Von Rettern ist Haiti nicht zu retten


Vor zehn Jahren verwüstete ein Erdbeben Haiti. Es war nicht die erste Katastrophe, die das
Land heimsuchte. Und nicht die letzte. Droht nun ein Bürgerkrieg?

Von MARTIN FRANKE

© AP
Demonstranten tragen einen Getöteten aus ihren Reihen im Sarg zum Friedhof von Port-
au-Prince. (Archivbild von November 2019)

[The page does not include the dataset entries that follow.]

Issue #195, opened 2023-02-28
Validation and c2pa.placed


faceless2:
Cross-posted from the Discord group. I'm not quite sure where to put these, as I think they're issues with the test files as well as issues with the API.

There are two public files from https://github.com/c2pa-org/public-testfiles/tree/main/image that c2patool says are valid, but I'm not so sure:

## adobe-20220124-CICACACA.jpg

The active manifest ends in 8a8f462cb30d: the "c2pa.actions" assertion, fourth action is "c2pa.placed"but has no parameters, so no url:
```
            {
              "action": "c2pa.placed",
              "instanceId": "xmp:iid:a649c709-5c9f-47a7-aa1d-850b26789d62"
            },
```
But [18.10](https://c2pa.org/specifications/specifications/1.2/specs/C2PA_Specification.html#_actions) says
 >  c2pa.placed" action "shall" have parameters

and [15.7.3](https://c2pa.org/specifications/specifications/1.2/specs/C2PA_Specification.html#_assertion_validation) point a.iii.A.I.1  says this is an `assertion.action.ingredientMismatch`

## adobe-20220124-CAIAIIICAICIICAIICICA.jpg

The active manifest ends in 065a84099cc7: the "c2pa.actions" assertion fourth action is "c2pa.placed" and refers to "c2pa.ingredient", which has a relationship of "parentOf" 

```
            {
              "action": "c2pa.placed",
              "instanceId": "xmp.iid:813ee422-9736-4cdc-9be6-4e35ed8e41cb",
              "parameters": {
                "ingredient": {
                  "hash": "tTBD4/E0R0AjLUdJFpsVz3lE/KJUq22Vz0UGqzhEpVs=",
                  "url": "self#jumbf=c2pa.assertions/c2pa.ingredient"
                }
              }
            },

...

        "c2pa.ingredient": {
          "dc:format": "image/jpeg",
          "dc:title": "A.jpg",
          "documentID": "xmp.did:813ee422-9736-4cdc-9be6-4e35ed8e41cb",
          "instanceID": "xmp.iid:813ee422-9736-4cdc-9be6-4e35ed8e41cb",
          "relationship": "parentOf",
          "thumbnail": {
            "hash": "z55bRqFSv/HdQlFpU96AUPwDnHMWi/XVVanedKE7kxc=",
            "url": "self#jumbf=c2pa.assertions/c2pa.thumbnail.ingredient.jpeg"
          }
        },

```
[...]

PR #254, opened 2023-05-23
Fix for #195 make_test_images missing ingredient references

gpeacock:
Removed logic in Manifest to deduplicate ingredients with identical hashes
it was not comparing the ingredient fields for differences in things like instanceId
Applications are now responsible for deduplicating ingredients
Updated make_test_images to deduplicate identical ingredients
and have actions reference the same instance id when needed


dyro (approved):
LGTM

Haiti war einmal Weltmarktführer für Kaffee, Baumwolle und Rohrzucker. Heute ist es das ärmste
Land der westlichen Hemisphäre und gilt als gescheiterter Staat. Zwar ging es Haiti schon vor dem
schweren Erdbeben vom 12. Januar 2010 schlecht. Die Naturkatastrophe, die sich nun zum zehnten
Mal jährt, brachte den Karibikstaat aber noch weiter an den Abgrund: Mehr als 200.000 Menschen
kamen ums Leben, mindestens 300.000 wurden verletzt.

Das gesamte öffentliche Leben brach innerhalb weniger Sekunden zusammen; 1,3 Million Haitianer
wurden obdachlos. Zwar rollte die internationale Hilfe am Tag des Unglücks an. Doch selbst das
größte Spendenprogramm in der Geschichte der Vereinten Nationen – elf Milliarden Dollar wurden
Haiti von ausländischen Gebern versprochen – konnte keinen Aufschwung herbeiführen.

Im Gegenteil: Kritiker wie der Filmemacher Raoul Peck beklagen, dass die ausländische Hilfe
„tödlich“ gewesen sei. Sie habe die Korruption beflügelt und die grundsätzlichen Probleme ignoriert.
So hatten Hilfsorganisationen zwar in großem Stil zweckgebundene Spenden gesammelt, die für den
Wiederaufbau bestimmt waren. Doch für die Beseitigung des Schutts hatten sie nichts eingeplant.
Haiti blieb über Jahre auf seinen Trümmern sitzen, obwohl es zeitweise die höchste Dichte an
Hilfsorganisationen aufwies. Heute weiß man auch: Achtzig Prozent der Spenden sind zunächst in die
Geberländer zurückgeflossen. Deutschland beispielsweise hat vor allem deutsche
Nichtregierungsorganisationen gefördert.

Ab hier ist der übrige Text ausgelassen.